Digital Transformation is far from being only a technology issue. Some might argue that technology is the easy part – change in working practices and cultures are often a harder nut to crack. As advisors to CIOs, speaking daily to leaders of technology in organisations across Europe we see an increasing focus on changing organisational structures, work patterns and of course workspaces.
Hot on the heels of the worldwide experiment in remote working forced on us by the Covid pandemic, come the management and monitoring tools as organisations come to terms with a workforce that is now at arms-length. In a blog from early 2020, IDC’s Holly Muscolino showed that there was already a tension between flexibility of workplace and security, and over 60% of respondents to our poll indicated that their workers’ expectations were higher than they could deliver in terms of user experience for remote working.
As the year went on, a growing awareness that this was a long-term situation caused many organisations to consider the productivity and people management issues, with one poll suggesting that one in five employers either used, or planned to use software to monitor employees working from home.
The potential impact on employee privacy was quickly identified, and the cause célèbre toward the end of 2020 was the Microsoft Productivity Score in Microsoft 365. Many legal and moral questions were debated, not to mention the worth of such numbers collected at an individual level. An article in The Register from that time called out many problems and eventually the company back-tracked on individual data.
We can be sure that this is not the end of this debate. Employers will push at boundaries of acceptability in terms of employee monitoring as they always have, and the line between responsible management and intrusion into employee’s personal space whilst working from home still needs to be drawn.
Having spoken to many people with different views on this subject, in diverse industries, there are several questions that come around regularly. These are
· How do we manage the boundary between home and work life? Many people have chosen a remote work career and are comfortable with this, but when it is forced upon the majority we should not assume everyone can make that shift.
· How do we maintain productivity when the natural patterns of people’s days are often out of sync with each other? When we work in an office, much of this happens by default, the working culture of that office is something we buy into, consciously or unconsciously. Remote working, especially in this most challenging of times, is a different matter.
· What do we measure, and how does this work when it comes to annual review? Many of the things that we used to value are less important for remote workers. Should we be less concerned about inputs and more aligned to outputs?
· Are people now falling for a kind of “digital presenteeism”? This phenomenon was unhelpful in the office environment, it may be even more toxic remotely.
Every business will have different answers to these questions, and they will be more or less important depending on the existing culture of work. Indeed, there may be ways that we can improve our work culture – let us not fool ourselves that the office was the perfect way of arranging ourselves, especially in the 21st century. We have succeeded in replicating our existing structures in this enforced, temporary experiment, but this is surely not the end goal?
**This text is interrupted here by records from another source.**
PR #103, opened 2019-06-09
Extra functionality in position class for vector rotation, normalization, degrees, and common operators

illiapoplawski:
Added operator support for common math functions +,-,*,/.  Added utility method to normalize a vector.  Added ability to get angle of vector from origin or from another vector.  Added ability to rotate a vector by a delta angle rather than just the absolute angle from the origin.  Added support for degrees on top of radians for angle methods.

I wasn't sure what was best way to name some of the methods using degrees instead of radians so any feedback is welcome.  Also, I like using degrees in certain cases but if you don't find it necessary it's something that I'm willing to remove from this pull request.  This is mostly just a collection of methods to simplify more common tasks.

### DIFF
--- a/lib/position.dart
+++ b/lib/position.dart
@@ -87,6 +87,49 @@ class Position {
     return this;
   }
 
+  /// Rotate around origin; [angle] in degrees.
+  Position rotateDeg(double angle) {
+    return rotate(angle * math.pi / 180);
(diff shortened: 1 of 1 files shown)


illiapoplawski:
Accidentally put it in master.

PR #104, opened 2019-06-09
Extra functionality in position class for vector rotation, normalization, degrees, and common operators

illiapoplawski:
Added operator support for common math functions +,-,*,/. Added utility method to normalize a vector. Added ability to get angle of vector from origin or from another vector. Added ability to rotate a vector by a delta angle rather than just the absolute angle from the origin. Added support for degrees on top of radians for angle methods.

I wasn't sure what was best way to name some of the methods using degrees instead of radians so any feedback is welcome. Also, I like using degrees in certain cases but if you don't find it necessary it's something that I'm willing to remove from this pull request. This is mostly just a collection of methods to simplify more common tasks.

### DIFF
--- a/lib/position.dart
+++ b/lib/position.dart
@@ -87,6 +87,49 @@ class Position {
     return this;
   }
 
+  /// Rotate around origin; [angle] in degrees.
+  Position rotateDeg(double angle) {
+    return rotate(angle * math.pi / 180);
+  }
+
+  /// Change current rotation by delta angle; [angle] in radians.
+  Position rotateDelta(double radians) {
+    return rotate(angle() + radians);
+  }
+  
+  /// Change current rotation by delta angle; [angle] in degrees.
+  Position rotateDeltaDeg(double degrees) {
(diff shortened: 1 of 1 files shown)


lib/position.dart
```diff
@@ -87,6 +87,49 @@ class Position {
...
+
+  /// Returns the angle of this vector from another [Position] in radians.
+  double angleFrom(Position other) {
+    //Technically the origin is not a vector so you cannot find the angle between
+    //itself and another vector so just default to calculating the angle between
+    //the non-origin point and the origin to avoid division by zero
+    if(x == 0 && y == 0)
+      return other.angle();
+    if(other.x == 0 && other.y == 0)
+      return angle();
```
luanpotter: just for linter compliance:
1. comments `// xxx` (space)
2. `if (xxx) {` (space & add braces)

illiapoplawski: Done!

luanpotter:
Thanks, @illiapoplawski ;)

PR #2374, opened 2023-03-01
chore: Standardize and unify SDK versions across packages

luanpotter:
# Description

This does two things:

## Use double quotes for SDK constraints

Standardize the usage of single or double quotes to specify sdk constraints across pubspecs
I see no reason this should not be kept consistent
I also see no reason to prefer one over the other, so I searched the code base and there are 7 instances of single quote vs 32 of double quotes, so I favored the later

## Update all SDK constraints to 2.18

Let me know if there are any issues with it, but I believe we should keep this consistent across all packages.
Also there is a pubspec on root which imply all should be on 2.18 anyway.

## Checklist

## Breaking Change?

### DIFF
--- a/doc/flame/examples/pubspec.yaml
+++ b/doc/flame/examples/pubspec.yaml
@@ -4,7 +4,7 @@ version: 1.0.0
 publish_to: none
 
 environment:
-  sdk: ">=2.17.0 <3.0.0"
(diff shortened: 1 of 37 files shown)


spydon (approved):
Is double quotes what it generates when running flutter create?

luanpotter:
It is double quotes. At least for me

PR #2382, opened 2023-03-01
feat: Add listener for initial state on flame_bloc

luanpotter:
# Description

While analyzing the tests for flame_bloc, I stumbled upon an interesting conundrum.
It seems that the `initialState` provided does not trigger a state change callback through `onNewState`. While that is in line with bloc, I think for most game use cases it is important to keep track of the "last" state of stuff - and in fact most of our existing examples do use the library in that way, to keep track of the last (i.e., the current) state.
However, doing so generically is not simple with the current library because of how the initial state is not provided. While you could initialize your last manually, if there is a dynamic initial state, it would not be trivial to wire it up.
This, therefore, adds a new listener of `onInitialState`, maintaining the behaviour of `onNewState`.

Note: this solves the last unused reference [from this issue](https://github.com/flame-engine/flame/issues/2308) by using it on the new tests.

## Checklist

## Breaking Change?


packages/flame_bloc/lib/src/flame_bloc_listenable.dart
```diff
@@ -50,6 +50,7 @@ mixin FlameBlocListenable<B extends BlocBase<S>, S> on Component {
     }
     _bloc = bloc;
     _state = bloc.state;
+    onNewState(_state);
```
luanpotter, line 53: this is the only production change
the rest is fixing & adding tests

KyleKun:
> However, if we want to avoid the breaking change, the other option is to add a second callback hook, analogous to onNewState, but called onInitialState that of course is called only once.

I prefer this approach, makes more sense than triggering `onNewState` imo.

luanpotter:
I agree, let me try out that approach.

spydon (approved):

packages/flame_bloc/test/src/flame_bloc_listenable_test.dart
```diff
@@ -78,7 +92,7 @@ void main() {
 
         bloc.makeSad();
         await Future.microtask(() {});
-        expect(component.last, isNull);
+        expect(component.last, PlayerState.alive);
```
erickzanardo, line 95:
```suggestion
        expect(component.last, equals(PlayerState.alive));
```

The same suggestion a couple of line bellow

luanpotter: what's the difference?

erickzanardo: Matchers give better error message when a test fails

packages/flame_bloc/test/src/flame_bloc_listenable_test.dart
```diff
@@ -96,7 +110,7 @@ void main() {
 
         bloc.kill();
         await Future.microtask(() {});
-        expect(component.last, isNull);
+        expect(component.last, PlayerState.alive);
```
luanpotter, line 113:
```suggestion
        expect(component.last, equals(PlayerState.alive));
```

erickzanardo (approved):

joaosilva2095:
Hi everyone 👋

Great work on adding this feature! It is something definitely useful 😊
While checking the changes, I have noticed that the `FlameBlocListener` was not updated with the new `onInitialState` parameter.

Was this the goal? Or should that parameter be added and passed to the `FlameBlocListenable`?

erickzanardo:
Good callout @joaosilva2095 that totally escaped our attention, here is the PR addressing it: https://github.com/flame-engine/flame/pull/2565

PR #2391, opened 2023-03-08
fix: TiledComponent now can be safely loaded regardless of the order

### LINKED ISSUE #2390: TiledComponent renders wrong map if some condition is met
# Current bug behavior
If there are several maps with the same tileset but different tile alignments and also they have only one tileset, the latter one is not rendered correctly.

Let's say there are two Tiled maps `A` and `B`
Each of them has the same tileset named `image`.
But they have different tile alignments respectively.

When we load map A and then load B, The latter one not renders correctly but renders tile alignments of A.

This is because TiledAtlas caches its map based on its tilesets' names.
Please see the following section, there is operator `??=` which makes this issue.
https://github.com/flame-engine/flame/blob/f125593aaaaef160395b772180b1514f6be3ac4f/packages/flame_tiled/lib/src/tile_atlas.dart#L98-L108

# Expected behavior
Regardless of the `TiledComponent` loading order, they will render correctly.

* Flame version: main

# More information

Are you interested in working on a PR for this? Yes

Hwan-seok:
# Description
Basically, the `TiledAtlas` must not be reused without `clone()` because it includes `batch` which is different for each `TiledAtlas`.
 But the following snippets(before this PR) can lead to the reuse of the TiledAtlas if I have loaded the map with the same tilesets(same atlasKey).
```dart
   return atlasMap[key] ??= TiledAtlas._(...); 
```

Also, this PR includes the change of the `TestAssetBundle`.
I don't know about the exact intention of it.
But it can load only a single map and also it ignored the actual file name to the bundle's first file name.
This makes tests to be hard to debug.

This change is quite far from the original one. So please feel free to tell me to divide it to the separate PR.

## Checklist

## Breaking Change?

## Related Issues
Fixes #2390 


packages/flame_tiled/lib/src/tile_atlas.dart
```diff
@@ -100,7 +100,7 @@ class TiledAtlas {
       // really boring map.
       final image = (await Flame.images.load(key)).clone();
 
-      return atlasMap[key] ??= TiledAtlas._(
+      return atlasMap[key] = TiledAtlas._(
```
Hwan-seok, line 103: This is the only production change.

ufrshubham, line 103: A question, if the atlas keys are same for 2 maps, wouldn't that case be handled by existing `atlasMap.containsKey(key)` few lines above?

Hwan-seok: You are absolutely right, my test case was terrible. Thanks for pointing it out!

Also, my explanation of this issue also has some flaws.
As you seen, maps are handled by `if(atlasMap.containsKey(key))` if they are loaded sequentially😂 

But if they are loaded in the race condition, both of them would be stopped at: 
`final image = (await Flame.images.load(key)).clone();`.
Then they keep going...
As a result, they reach `??=` without `if(atlasMap.containsKey(key))` check.

So the test case should be changed from:
```dart
final component1 = await TiledComponent.load(
  'single_tile_map_1.tmx',
  Vector2(16, 16),
);
final component2 = await TiledComponent.load(
  'single_tile_map_2.tmx',
  Vector2(16, 16),
);
```
to: 
```dart
final components = await Future.wait([
  TiledComponent.load(
    'single_tile_map_1.tmx',
    Vector2(16, 16),
  ),
  TiledComponent.load(
    'single_tile_map_2.tmx',
    Vector2(16, 16),
  )
]);
```
The difference between these is racing or not.

**But even after changing the test case, it passes with and without this fix.**

This is because of here:
https://github.com/flame-engine/flame/blob/f125593aaaaef160395b772180b1514f6be3ac4f/packages/flame_tiled/lib/src/renderable_layers/renderable_layer.dart#L46
This line clones `TiledAtlas` one more time. So it was safe indeed.

You can remove this `clone()` and then see the (updated) test would be failed with `??=`.

But still, I think it should be changed to `??=` to `=` because of 
1) Consistency with others like more than one tileset
2) It's safe to use without a thorough understanding of this class (maybe extended from 1 )


> Probably, you have been curious about why I had an issue without any problem in the code.
That is because I am using the forked flame version with optimized TiledLayer without `clone()` one more time.
But regardless of my forked version, this would be better to be fixed.
I am thoroughly testing my patch in production and will show up to you guys

ufrshubham: Okay, that makes sense. So in that case, does something following be better?
```suggestion
      return atlasMap.contains(key) ? atlasMap[key]!.clone() : atlasMap[key] = TiledAtlas._(
```
It is a bit verbose, but it avoids replacing the atlas in the map if it is already loaded by some other async call.

In any case, consider adding at least a comment at the return about this special case 🙂.

ufrshubham (approved):
LGTM!

packages/flame_tiled/lib/src/tile_atlas.dart
Hwan-seok: Sounds great!

But this is another option.
```dart
if (atlasMap.containsKey(key)) {
  return atlasMap[key]!.clone();
}

return TiledAtlas._(
  atlas: image,
  offsets: {key: Offset.zero},
  key: key,
);
```
Which one do you prefer? I will follow your decision.

ufrshubham: Go ahead with your option. It looks more readable👍🏼

Hwan-seok: Final option:
just overwrite atlasMap[key] without checking if exists.
IMHO, it has less code but leads to the same result.

ufrshubham: From the looks of it, the whole point of having `atlasMap` seems to be to avoid atlas recreations. But even after caching, we are anyways returning a new or cloned version. So I guess even overwriting without checking should technically be fine. Also, this part of code is not in critical path, so I'd say prefer whichever option is more readable.🙂

Hwan-seok:
I don't know the reason why the re-request is for unique 😂 
Anyway, I added a comment for it. Thanks to everyone.

ufrshubham (approved):

spydon (approved):

Issue #2343, opened 2023-02-14
flame_noise bridge package to fast_noise


spydon:
# What could be improved

Since `SimplexNoise` is now [deprecated](https://github.com/google/vector_math.dart/issues/270) we want to deprecate `NoiseEffectController` and move it into a bridge package that bridges to fast_noise. Then the `NoiseEffectController` can use different types of noise and I'm sure there will also be more applications for where we want to use noise which we can put in that package.

# Why should this be improved

To avoid putting in another dependency in the core of Flame, but also open up the possibility for more applications within Flame using noises.

# Any risks?

It will be a breaking change.

# More information

https://github.com/frankpepermans/fast_noise
https://github.com/google/vector_math.dart/issues/270

Issue #2329, opened 2023-02-07
`SimplexNoise` is now deprecated in `vector_math`


spydon:
# What could be improved
We are using `SimplexNoise` in `noise_effect_controller.dart` line 29 and 34, we have to migrate to another noise package since it will be removed. Maybe it would be worth it to pull in `fast_noise`, we talked to them a long time ago and even though there hasn't been much activity in their repository it seemed like they would be willing to handle any PRs that we might come up with.

# Why should this be improved
Because the file will be removed in the future and we are currently losing pub points on this.

# Any risks?
Yes, that the fast_noise library isn't well maintained.

# More information
https://github.com/google/vector_math.dart/issues/270

PR #2393, opened 2023-03-10
feat: Introduce flame_noise, deprecate NoiseEffectController

luanpotter:
# Description

* Deprecate the NoiseEffectController that is based on the deprecated vector2 impl
* Add a new bridge package `flame_noise` to bridge fast noise

Note: the *goal* of this PR is to allow the immediate deprecation of the old NoiseEffectController by providing an experimental, suitable replacement. I believe the package flame_noise will look nothing like this at all if I am able to land [some improvements to the underlying fast_noise lib](https://github.com/frankpepermans/fast_noise/pull/5). We will be able to have for example a generic NoiseEffectController.

However I believe we should merge this as an experimental package for now to unblock removing the current implementation from flame which is negatively affecting our scores on pub. Therefore I would advise we don't spend any time discussing specifics of how the API/impl provided for the flame_noise, and just go with _something_ instead of nothing.

## Checklist

## Breaking Change?

- [x] No, this PR is not a breaking change (yet).

Not yet. Will remove deprecated noise class later.

## Related Issues

https://github.com/flame-engine/flame/issues/2343
https://github.com/flame-engine/flame/issues/2329


packages/flame/lib/src/effects/controllers/noise_effect_controller.dart
```diff
@@ -21,7 +18,9 @@ import 'package:vector_math/vector_math_64.dart';
 /// example, putting into a `MoveEffect.by` will create a shake motion, where
 /// the magnitude and the direction of shaking is controlled by the effect's
 /// `offset`.
+@Deprecated('Use flame_noise instead')
```
spydon, line 21: Add which version that it will be removed in, which is v1.8.0

packages/flame/lib/src/effects/controllers/noise_effect_controller.dart
```diff
@@ -21,7 +18,9 @@ import 'package:vector_math/vector_math_64.dart';
...
 class NoiseEffectController extends DurationEffectController {
+  @Deprecated('Use flame_noise instead')
```
spydon, line 23: I don't think you have to deprecate both the constructor and the class? I think the class should be enough.

packages/flame_noise/README.md
```diff
@@ -0,0 +1,6 @@
+# flame_noise
```
spydon, line 1: Should this readme look the same as the other ones that you consolidated?

spydon (approved):

packages/flame/lib/src/effects/controllers/noise_effect_controller.dart
luanpotter: I recall vscode complaining if the constructor wasn't. Let me try again

luanpotter: image

spydon (approved):

PR #2405, opened 2023-03-13
docs: Do not use shell=True in dart_domain.py

st-pasha:
# Description

This fixes a problem that we accidentally introduced in a recent PR: the `shell=True` setting requires that the arguments were passed as a single string instead of a list. Passing as a string, in turn, is somewhat problematic because the file names need to be escaped, and there is no utility function to make this escaping cross-platform.

So, instead we'll use the standard `shell=False`, and invoke `dartdoc_json.bat` on Windows instead of simply `dartdoc_json`. Hope this would work.

## Checklist

## Breaking Change?

### DIFF
--- a/doc/_sphinx/extensions/dart_domain.py
+++ b/doc/_sphinx/extensions/dart_domain.py
@@ -2,7 +2,6 @@ import json
 import os
 import re
 import subprocess
-import sys
 import tempfile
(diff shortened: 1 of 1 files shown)


munsterlander:
It needs to be .bat and this is what I first did prior to our discussing shell=True.  I can confirm this works.

PR #2408, opened 2023-03-15
chore: Update version of flutter_svg on flame_svg

luanpotter:
# Description

The `flutter_svg` version used on `flame_svg` was outdated, which causes us to lose precious pub points:

image

This updates the library by migrating a bit of the code (it was def a breaking change on their side, but shouldn't be on ours).

## Checklist

## Breaking Change?

- [] Yes, this PR is a breaking change.


examples/.metadata
```diff
@@ -4,7 +4,7 @@
 # This file should be version controlled.
 
 version:
-  revision: 85684f9300908116a78138ea4c6036c35c9a1236
+  revision: 2ad6cd72c040113b47ee9055e722606a490ef0da
```
luanpotter, line 7: not sure if I should be updating this file or not

packages/flame_svg/example/.gitignore
```diff
@@ -0,0 +1,49 @@
+linux/
+macos/
+web/
+windows/
```
luanpotter, line 4: this gitignore was missing, causing issues after a `flutter create`

packages/flame_svg/example/.metadata
```diff
@@ -1,10 +1,45 @@
 # This file tracks properties of this Flutter project.
 # Used by Flutter tool to assess capabilities and perform upgrades etc.
 #
-# This file should be version controlled and should not be manually edited.
+# This file should be version controlled.
```
luanpotter, line 4: but should it be updated? :thinking:

packages/flame_svg/lib/svg.dart
```diff
@@ -96,8 +98,17 @@ class Svg {
...
+
+    final scale = math.min(
+      size.width / pictureInfo.size.width,
+      size.height / pictureInfo.size.height,
+    );
+    canvas.translate(
+      (size.width - pictureInfo.size.width * scale) / 2,
+      (size.height - pictureInfo.size.height * scale) / 2,
+    );
+    canvas.scale(scale);
```
luanpotter, line 110: sadly scaleCanvasToViewBox seems to no longer exist.
this could be vastly simpler with Vector2's, but that could introduce latency due to object allocation.

luanpotter: dart really need inline classes/records/something like that

examples/.metadata
spydon: Doesn't matter much, it would be replaced when someone runs it with a different version of Flutter

pubspec.lock
```diff
@@ -61,10 +61,10 @@ packages:
     dependency: transitive
     description:
       name: conventional_commit
-      sha256: "40321e55c2416c0940a846bf938c0a70efaf9eb72da042d5ea76b79b6f5045ee"
```
spydon, line 64: This file you can add to gitignore since it's only for the workspace

spydon (approved):

PR #2401, opened 2023-03-12
docs: Fix melos doc setup for windows

munsterlander:
# Description

Closes: https://github.com/flame-engine/flame/issues/2398

Finally got the script all figured out, so `melos doc-setup` works on windows.  It should work on Unix as well, but I can't verify.  Its simply scalar fold, color encoding removed, python string literal wrapped in double quotes, and false converted to a bash exit.

## Checklist

- [X] I have followed the [Contributor Guide] when preparing my PR.
- [ ] I have updated/added tests for ALL new/updated/fixed functionality.
- [X] I have updated/added relevant documentation in `docs` and added dartdoc comments with `///`.
- [ ] I have updated/added relevant examples in `examples` or `docs`.

## Breaking Change?

- [ ] Yes, this PR is a breaking change.
- [X] No, this PR is not a breaking change.

## Related Issues

[Contributor Guide]: https://github.com/flame-engine/flame/blob/main/CONTRIBUTING.md
[Conventional Commit]: https://conventionalcommits.org
[CHANGELOG]: https://github.com/flame-engine/flame/blob/main/CHANGELOG.md

PR #2416, opened 2023-03-17
docs: Fix for missing jQuery

munsterlander:
# Description

As mentioned in discord, the current build of the docs loses jQuery functionality.  This is due to sphinx being upgraded to version 6 in which they removed jQuery and created a stand-alone package for it.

Technology, as always, will be a fundamental part of how we manage this – it is fundamental to how we now communicate and collaborate, and the Digital leader has a big responsibility for helping to guide their organisation on this journey, but they cannot do it alone. Every leader in any business plays a part in setting the tone. Our working culture cannot be formed by technology, but the tech we choose to implement and the data we choose to use will undoubtedly provide the scaffolding for ways of working that can become custom and practice very quickly.
Let us build processes that support, encourage and connect people. That feel as natural to use whether we have returned to offices, stay remote or work in a hybrid way, and that help us to achieve our objectives, rather than simply measuring inputs to the process.
If we do not consciously do that, we risk a monitoring culture that is damaging to mental health, promotes bad decisions and is ultimately unsustainable, which is bad news for both companies and their employees. Through collaboration with our peers, partners and wider communities there can be a better future of work than the one we left behind.